_About this task_: Show each line of the records below where the word "need" occurs.

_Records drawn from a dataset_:
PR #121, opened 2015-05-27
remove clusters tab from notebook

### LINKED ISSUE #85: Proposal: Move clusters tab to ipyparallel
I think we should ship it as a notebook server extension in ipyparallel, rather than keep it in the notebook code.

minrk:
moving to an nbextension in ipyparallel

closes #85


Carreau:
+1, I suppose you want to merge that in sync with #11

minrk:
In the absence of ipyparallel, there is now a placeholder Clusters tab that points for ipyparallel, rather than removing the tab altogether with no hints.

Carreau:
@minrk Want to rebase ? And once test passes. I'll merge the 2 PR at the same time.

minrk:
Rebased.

---

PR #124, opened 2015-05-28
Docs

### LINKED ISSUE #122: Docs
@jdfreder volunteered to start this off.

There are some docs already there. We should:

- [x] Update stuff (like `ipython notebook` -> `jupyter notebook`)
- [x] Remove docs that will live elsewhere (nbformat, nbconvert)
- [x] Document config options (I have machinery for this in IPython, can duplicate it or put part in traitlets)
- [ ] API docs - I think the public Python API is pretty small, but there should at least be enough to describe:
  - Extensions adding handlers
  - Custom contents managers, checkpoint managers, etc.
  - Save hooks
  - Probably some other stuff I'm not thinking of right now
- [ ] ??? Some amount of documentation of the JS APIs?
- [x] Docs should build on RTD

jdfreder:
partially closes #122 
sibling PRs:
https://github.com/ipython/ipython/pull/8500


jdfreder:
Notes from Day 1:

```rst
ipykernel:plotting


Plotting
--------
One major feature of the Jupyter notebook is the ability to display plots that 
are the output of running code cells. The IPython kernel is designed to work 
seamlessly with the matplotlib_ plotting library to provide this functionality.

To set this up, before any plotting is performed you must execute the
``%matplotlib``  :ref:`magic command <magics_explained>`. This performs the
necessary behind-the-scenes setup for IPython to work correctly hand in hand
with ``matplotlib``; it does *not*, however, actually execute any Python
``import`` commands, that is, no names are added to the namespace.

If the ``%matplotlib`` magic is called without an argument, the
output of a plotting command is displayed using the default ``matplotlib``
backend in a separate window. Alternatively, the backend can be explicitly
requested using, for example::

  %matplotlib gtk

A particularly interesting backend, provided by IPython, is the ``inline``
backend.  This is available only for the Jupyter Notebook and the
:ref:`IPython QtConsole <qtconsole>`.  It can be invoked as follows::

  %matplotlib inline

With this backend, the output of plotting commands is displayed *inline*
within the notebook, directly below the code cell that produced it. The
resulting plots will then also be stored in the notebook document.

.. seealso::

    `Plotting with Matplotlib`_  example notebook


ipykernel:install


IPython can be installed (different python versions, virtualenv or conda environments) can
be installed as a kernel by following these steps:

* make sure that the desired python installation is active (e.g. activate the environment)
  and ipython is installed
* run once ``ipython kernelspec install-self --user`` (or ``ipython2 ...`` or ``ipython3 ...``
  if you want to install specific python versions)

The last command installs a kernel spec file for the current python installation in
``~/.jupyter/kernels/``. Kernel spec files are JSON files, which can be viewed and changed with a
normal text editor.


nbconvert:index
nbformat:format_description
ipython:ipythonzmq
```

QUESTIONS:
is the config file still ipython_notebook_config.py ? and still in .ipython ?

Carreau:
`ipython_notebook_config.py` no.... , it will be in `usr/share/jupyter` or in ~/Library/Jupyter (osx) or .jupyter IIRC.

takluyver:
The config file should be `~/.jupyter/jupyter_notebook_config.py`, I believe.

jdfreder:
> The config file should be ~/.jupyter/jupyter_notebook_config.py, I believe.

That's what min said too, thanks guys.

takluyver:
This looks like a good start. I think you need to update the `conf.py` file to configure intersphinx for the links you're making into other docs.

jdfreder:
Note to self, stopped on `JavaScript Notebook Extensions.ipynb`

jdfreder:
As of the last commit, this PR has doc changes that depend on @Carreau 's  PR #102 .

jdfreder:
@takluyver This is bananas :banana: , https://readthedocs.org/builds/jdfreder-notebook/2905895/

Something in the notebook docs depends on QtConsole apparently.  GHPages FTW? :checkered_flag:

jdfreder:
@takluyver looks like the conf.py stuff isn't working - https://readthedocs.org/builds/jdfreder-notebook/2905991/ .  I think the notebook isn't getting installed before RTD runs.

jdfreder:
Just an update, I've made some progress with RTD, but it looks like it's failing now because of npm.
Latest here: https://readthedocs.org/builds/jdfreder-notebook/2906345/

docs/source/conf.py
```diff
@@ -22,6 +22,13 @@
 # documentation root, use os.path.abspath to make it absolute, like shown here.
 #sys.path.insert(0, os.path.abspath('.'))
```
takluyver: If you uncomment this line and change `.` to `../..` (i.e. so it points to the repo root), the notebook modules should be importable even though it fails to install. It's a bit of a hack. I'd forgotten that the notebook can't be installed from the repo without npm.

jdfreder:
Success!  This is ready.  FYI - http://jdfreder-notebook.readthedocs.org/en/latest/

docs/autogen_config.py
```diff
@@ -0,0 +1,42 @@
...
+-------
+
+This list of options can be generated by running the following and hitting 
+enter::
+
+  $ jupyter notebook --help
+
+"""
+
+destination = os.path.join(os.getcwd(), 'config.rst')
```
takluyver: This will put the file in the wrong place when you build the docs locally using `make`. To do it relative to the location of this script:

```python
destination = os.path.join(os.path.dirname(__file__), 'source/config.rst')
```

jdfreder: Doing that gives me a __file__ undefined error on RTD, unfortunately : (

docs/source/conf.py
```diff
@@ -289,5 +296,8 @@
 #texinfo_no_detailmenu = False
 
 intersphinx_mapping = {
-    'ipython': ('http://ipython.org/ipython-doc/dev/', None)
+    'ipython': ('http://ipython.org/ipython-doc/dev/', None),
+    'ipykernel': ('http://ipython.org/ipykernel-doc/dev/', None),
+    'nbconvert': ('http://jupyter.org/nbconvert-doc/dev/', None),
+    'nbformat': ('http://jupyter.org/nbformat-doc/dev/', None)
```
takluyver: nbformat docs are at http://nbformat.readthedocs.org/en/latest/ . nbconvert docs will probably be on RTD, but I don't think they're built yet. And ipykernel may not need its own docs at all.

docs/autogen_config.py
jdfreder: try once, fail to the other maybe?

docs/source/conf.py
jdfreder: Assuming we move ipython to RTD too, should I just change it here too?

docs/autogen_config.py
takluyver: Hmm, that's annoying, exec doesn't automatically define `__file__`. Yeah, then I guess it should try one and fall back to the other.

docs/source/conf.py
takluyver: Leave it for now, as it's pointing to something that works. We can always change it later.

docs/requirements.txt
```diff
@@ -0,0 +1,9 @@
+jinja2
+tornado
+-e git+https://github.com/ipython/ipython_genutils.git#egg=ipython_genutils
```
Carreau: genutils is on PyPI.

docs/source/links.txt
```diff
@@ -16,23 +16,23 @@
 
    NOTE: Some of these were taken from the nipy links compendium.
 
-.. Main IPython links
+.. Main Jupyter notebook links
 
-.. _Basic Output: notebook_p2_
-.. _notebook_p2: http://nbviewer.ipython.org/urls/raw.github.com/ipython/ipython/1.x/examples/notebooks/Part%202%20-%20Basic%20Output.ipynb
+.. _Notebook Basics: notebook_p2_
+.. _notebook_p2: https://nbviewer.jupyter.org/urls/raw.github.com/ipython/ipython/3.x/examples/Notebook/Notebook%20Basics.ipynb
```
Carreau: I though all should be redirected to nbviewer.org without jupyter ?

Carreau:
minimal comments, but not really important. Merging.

...

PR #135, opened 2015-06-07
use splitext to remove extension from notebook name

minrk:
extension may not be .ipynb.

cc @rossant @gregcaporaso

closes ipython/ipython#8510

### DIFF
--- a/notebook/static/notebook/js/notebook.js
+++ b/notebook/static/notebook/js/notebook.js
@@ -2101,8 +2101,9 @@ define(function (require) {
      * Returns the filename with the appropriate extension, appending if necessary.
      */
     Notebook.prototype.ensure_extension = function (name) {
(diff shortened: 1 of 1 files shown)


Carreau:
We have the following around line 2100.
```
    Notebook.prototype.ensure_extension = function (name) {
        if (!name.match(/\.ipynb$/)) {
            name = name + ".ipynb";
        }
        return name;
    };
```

_Task solution_:
This looks like a good start. I think you need to update the `conf.py` file to configure intersphinx for the links you're making into other docs.
takluyver: nbformat docs are at http://nbformat.readthedocs.org/en/latest/ . nbconvert docs will probably be on RTD, but I don't think they're built yet. And ipykernel may not need its own docs at all.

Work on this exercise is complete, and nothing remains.